ワーケーションや出張のついでに私的な観光を行った場合は、業務時間・業務関連費用と私的費用を明確に切り分ける必要があります。
(5). 二重精算を禁止する
日当は出張中の食事代や細々とした雑費を補填する目的で支給されるため、日当を支給しつつ、さらに出張先での個人的な飲食代や雑費を領収書で実費精算することは「二重精算」となり認められません。同様に、宿泊費を定額で支給している場合に、さらにホテルの領収書で経費精算することもNGです。規程内で実費精算と定額支給の区分を明確にしておくことが重要です。
(6). インボイス制度への対応ルールを定める
国内出張において、消費税の「出張旅費等特例」を適用して仕入税額控除を受ける場合、インボイスの保存は免除されますが、帳簿の摘要欄に「出張旅費特例適用」といった特例適用の旨を記載するなどの要件を満たす必要があります。この記載ルールも経理処理のフローとして組み込んでおく必要があります。
(7). 正式な手続きを経て導入し、定期的に見直す
- 決議と議事録の保管
作成した規程は、株主総会や取締役会などの正式な機関で承認を得て、その議事録を保管します。これが税務調査時の重要な根拠となります。実務上は株主総会ではなく、取締役会(取締役会を設置していない会社の場合は代表取締役の決定)で承認を得ることが一般的です。 - 労働基準監督署への届出と周知
常時10人以上の労働者を雇用している場合は、就業規則の一部として労働基準監督署への届出が必要です。また、全従業員に規程の内容を周知し、実際にルール通りに運用される体制を整えることが不可欠です。 - 定期的な見直し
物価や宿泊費の高騰、社会情勢の変化に合わせて、支給金額が実態と乖離していないか定期的に見直すことが推奨されます。
7.まとめ
いかがでしたでしょうか。出張旅費規程の導入は、経費精算業務の大幅な効率化に加え、法人税や社会保険料の削減、従業員の手取り増加など、会社と個人の双方に多大なメリットをもたらします。
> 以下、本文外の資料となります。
PR #153, opened 2015-06-02
Preview tab tweaks

kevinsawicki:
Follow on to #145 

- [x] Disable preview tabs by default to now, will revisit in the future once it has been shipped for longer.
- [x] Minor formatting tweaks
- [x] Add command/context menu to keep a preview tab `tabs:keep-preview-tab`
- [x] Fix issues with clearing preview tabs across editor restarts

### DIFF
--- a/lib/main.coffee
+++ b/lib/main.coffee
@@ -15,7 +15,7 @@ module.exports =
       default: 120
     usePreviewTabs:
       type: 'boolean'
-      default: true
+      default: false
       description: 'Tabs will only stay open if they are modified or double-clicked'
 
   activate: ->
--- a/lib/tab-bar-view.coffee
+++ b/lib/tab-bar-view.coffee
@@ -90,9 +90,6 @@ class TabBarView extends View
     RendererIpc.removeListener('tab:dropped', @onDropOnOtherWindow)
     @subscriptions.dispose()
 
-  isPreviewableItem: (item) ->
-    atom.config.get('tabs.usePreviewTabs') and item instanceof TextEditor
-
   setInitialPreviewTab: ->
     activeItem = @pane.getActiveItem()
     for tab in @getTabs() when tab.isPreviewTab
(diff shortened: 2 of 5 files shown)


acontreras89:
@kevinnathan when dragging a tab from one panel to another, it becomes a temporary tab regardless of its original state. Is this the intended behavior?
I've created #161 reporting this, but we could add it to your list and close the issue if that suits you.

kevinsawicki:
> I've created #161 reporting this, but we could add it to your list and close the issue if that suits you.

A new issue is great, thanks!

franciscop:
Is there a way to disable this? I am used to the old way and definitely more used to Ctrl+W when needed than to double click.

acontreras89:
@franciscop you just have to uncheck the `Allow Pending Pane Items` in core settings.

On a side note, you can use <kbd>Ctrl-S</kbd> (or whatever your `core:save` keybinding is) to clear the pending state of the current tab. No need to double click from the start.

franciscop:
Oh awesome, I thought it was in the package `Tabs` but couldn't find it. Thank you :smile:

acontreras89:
Indeed this option *was* located under the `tabs` package when first implemented.
This has changed recently, though, as there were many issues caused by this functionality being handled exclusively by the `tabs` package.

miguelsan:
Did you test this long enough in order to enable Preview Tabs? I am looking forward to it...

50Wliu:
> Did you test this long enough in order to enable Preview Tabs? I am looking forward to it...

This is already on by default, but under a different name called "Pending Pane Items" in the Core settings.  Make sure you're on the latest Atom version, currently 1.10.2.

miguelsan:
Thank you, @50Wliu, but that I have already. What I expected is automatically closing when they lose focus. I thought that this option would allow such behaviour.

50Wliu:
> What I expected is automatically closing when they lose focus.

I believe there is an open issue for this already.

miguelsan:
Truly, #196 is it. Thanks.

PR #622, opened 2017-06-05
Fix icon in README and add myself as contributor

Tunous:


maniac103:
That reminds me ... @slapperwan what do you think of adding @Tunous as collaborator?

slapperwan:
Aha...@maniac103 @Tunous  100% agreed!

Tunous:
Thanks :)

Issue #494, opened 2017-03-04
Share link to file line


Tunous:
Perhaps by pressing on the line number like GitHub does?

Bluscream:
Sounds good :)

PR #623, opened 2017-06-06
Line link sharing

Tunous:
This is an incomplete change which adds line link sharing _only_ for diffs. It's built on top of the existing popup for comments. I've improved it to use standard Android popup and added Share option to it for this new action. It also works for sharing links to comments.

image

Similar popup could be implemented for non-diff files. I didn't do it here as it needs some javascript code to make lines clickable and I'm not really sure what's a nice way to do this. Alternatively, for these files only line numbers could be clickable but similarly, I have no ideas how to add that...

#494

### DIFF
--- a/app/src/main/assets/codeutils.js
+++ b/app/src/main/assets/codeutils.js
@@ -9,6 +9,22 @@ window.applyLineWrapping = function(enabled) {
     s.textContent = enabled ? 'pre { white-space: pre-wrap }' : '';
 };
 
+window.addClickListeners = function() {
+    var pre = document.getElementById("content");
+    var ol = pre != null ? pre.getElementsByTagName("ol")[0] : null;
+    var lines = ol != null ? ol.getElementsByTagName("li") : null;
+    if (lines != null) {
+        function listener(target, line, event) {
+            if (event.target === target) {
+                NativeClient.onLineTouched(line);
+            }
+        }
+        for (i = 0; i < lines.length; i++) {
+            lines[i].addEventListener('click', listener.bind(null, lines[i], i + 1));
+        }
+    }
+};
+
 window.scrollToHighlight = function() {
     if (!window.highlightTop || !window.highlightBottom || !window.innerHeight) {
         return;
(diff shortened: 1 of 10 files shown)


maniac103:
I'd prefer not to refactor the menu here, as I already did it in the reactions branch. I guess I should merge that one into master ;)

maniac103:
Pushed the reactions branch to master.

Tunous:
Updated.

maniac103:
Text line sharing is going to be tough. Prettify generates the line numbers via a ::before CSS selector, which doesn't allow adding DOM elements such as links - and I'm not sure I really want to change prettify :-/ Github's web site renders code in a HTML table, which allows for linking the table cells.
We could probably make the whole line clickable (after prettify ran, iterate over all `<li>` elements, wrapping their content in `<a>` elements), but I'm not sure of the performance of doing that and it also may be a bit cumbersome to use?

maniac103:
Something like this might work: https://gist.github.com/maniac103/3f5d6203f47070f86e4766f8bc6a8f4e
It only triggers on the li tag, not the span that contains the text. It still triggers on whitespace to the right of the text though.

Tunous:
I think that triggering on whitespace is acceptable here. Not sure how you could fix that.

The x and y coordinates for the popup seem to be off though.

maniac103:
> The x and y coordinates for the popup seem to be off though.

That's probably because the top of the WebView is scrolled under the toolbar?

Tunous:
Idk maybe. Could instead use the code from DiffViewerActivity which tracks correct position.

maniac103:
Yeah, moving that code to WebViewerActivity is probably the better idea.

Tunous:
Do you want to finish this one? Or should I take your changes and continue on top of them.

maniac103:
If you got some free time, please go ahead. Mine is pretty limited at the moment :(

Tunous:
Done. _Note: First merge #634_

maniac103:
I think you need to remove the first commit (which was in #634) from this PR.

Tunous:
Done.

maniac103:
Thanks 👍

Tunous:
Btw, I noticed that there are few old branches that aren't used. Probably should clean up them as they just clutter the list.

PR #624, opened 2017-06-06
Repositories tabs

Tunous:
A test implementation of repository tabs as suggested in https://github.com/slapperwan/gh4a/pull/578#issuecomment-301339782.

screenshot_1496770057
screenshot_1496770053

Didn't finish as I'm not sure about this. In finished implementation filters/sort orders should update when changing pages. This could be confusing...

### DIFF
--- a/app/src/main/java/com/gh4a/activities/RepositoryListActivity.java
+++ b/app/src/main/java/com/gh4a/activities/RepositoryListActivity.java
@@ -56,7 +56,7 @@ public class RepositoryListActivity extends FragmentContainerActivity implements
         updateRightNavigationDrawer();
 
         ActionBar actionBar = getSupportActionBar();
-        actionBar.setTitle(R.string.user_pub_repos);
+        actionBar.setTitle(R.string.repositories);
         actionBar.setSubtitle(mUserLogin);
         actionBar.setDisplayHomeAsUpEnabled(true);
     }
--- a/app/src/main/java/com/gh4a/activities/home/HomeActivity.java
+++ b/app/src/main/java/com/gh4a/activities/home/HomeActivity.java
@@ -72,7 +72,7 @@ public class HomeActivity extends BasePagerActivity implements
     static {
         START_PAGE_MAPPING.put(R.id.news_feed, "newsfeed");
         START_PAGE_MAPPING.put(R.id.notifications, "notifications");
-        START_PAGE_MAPPING.put(R.id.my_repos, "repos");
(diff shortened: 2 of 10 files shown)


TR4Android:
@Tunous I like it, it's definitely an improvement over the current situation :+1:. But I'm the one who suggested it so I don't think my opinion really counts :wink:.

maniac103:
As for the confusion, I'd suggest keeping the sort order intact when switching between tabs (have a single sort order selection for all 3 tabs) and only hiding the filter options on the starred and watched tabs (as those have an implicit filter set).

As for the tabs themselves, I'm torn. On one hand I don't like 'tabifying' of stuff if not strictly needed, but on the other hand there's a significant amount of people who currently struggle to find the starred repositories, so this is certainly an improvement. The only other option that comes to my mind is adding multiple entries to the drawer, but the multiple tabs approach probably fits better into our current model (see e.g. the 'My gists' section), so it's fine, I guess :)

smichel17:
@maniac103 I generally agree with your sentiment about tabifying[1]. However, it's just a fact that there's a ton of information on github, and it's all got to fit into one app somehow[2]. My own suggestion for where to put this is in #696.

[1]: see FastHub for an example of tabifying gone wrong. Good lord, there's so many moving interface pieces -- while the functionality is great, it's so difficult to use, even with extra animations turned off.

[2]: Honestly, I wouldn't be upset to remove file browsing functionality except the readme and have a companion app for all the git stuff (which would work for any website and could also be used by LabCoat for GitLab, etc). It'd be hard to pull off well, though.

maniac103:
> [1]: see FastHub for an example of tabifying gone wrong. Good lord, there's so many moving interface pieces -- while the functionality is great, it's so difficult to use, even with extra animations turned off.

Agreed (I've outlined similar thoughts at https://github.com/slapperwan/gh4a/issues/681#issuecomment-327026113) - I want to avoid cramming too much stuff into the UI because I don't like the outcome seen in FastHub and Gitskarios.

> [2]: Honestly, I wouldn't be upset to remove file browsing functionality except the readme and have a companion app for all the git stuff (which would work for any website and could also be used by LabCoat for GitLab, etc). It'd be hard to pull off well, though.

That won't happen, simply because it doesn't fit the way I use the app myself ;-) I want Octodroid to do whatever meaningfully can be done 'on the go' and reviewing code (be it in PRs or the repo) is part of that. One of my most frequent use cases of the app is following code links posted in some IRC or Slack channels, and the code browsing is needed for that.

Tunous:
Decided to merge #734 instead of this.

しかし、その恩恵を安全に享受するためには、「社会通念上妥当な金額設定」や「全従業員を対象とした公平なルール作り」、そして「客観的な証拠(エビデンス)の保存」が不可欠です。節税効果ばかりを追い求めて実態と乖離した高額な日当を設定したり、証拠を残さず運用したりすると、税務調査で経費として認められず、重加算税などの重いペナルティを科されるリスクにつながります。
自社の規模や出張頻度に合わせた適正な規程を作成し、税務リスクを抑えて安全に運用するためにも、導入の際は税理士や社会保険労務士などの専門家に相談しながら設計することをおすすめします。本記事を参考に、ぜひ自社に合った最適な出張旅費規程の構築を進めてみてください。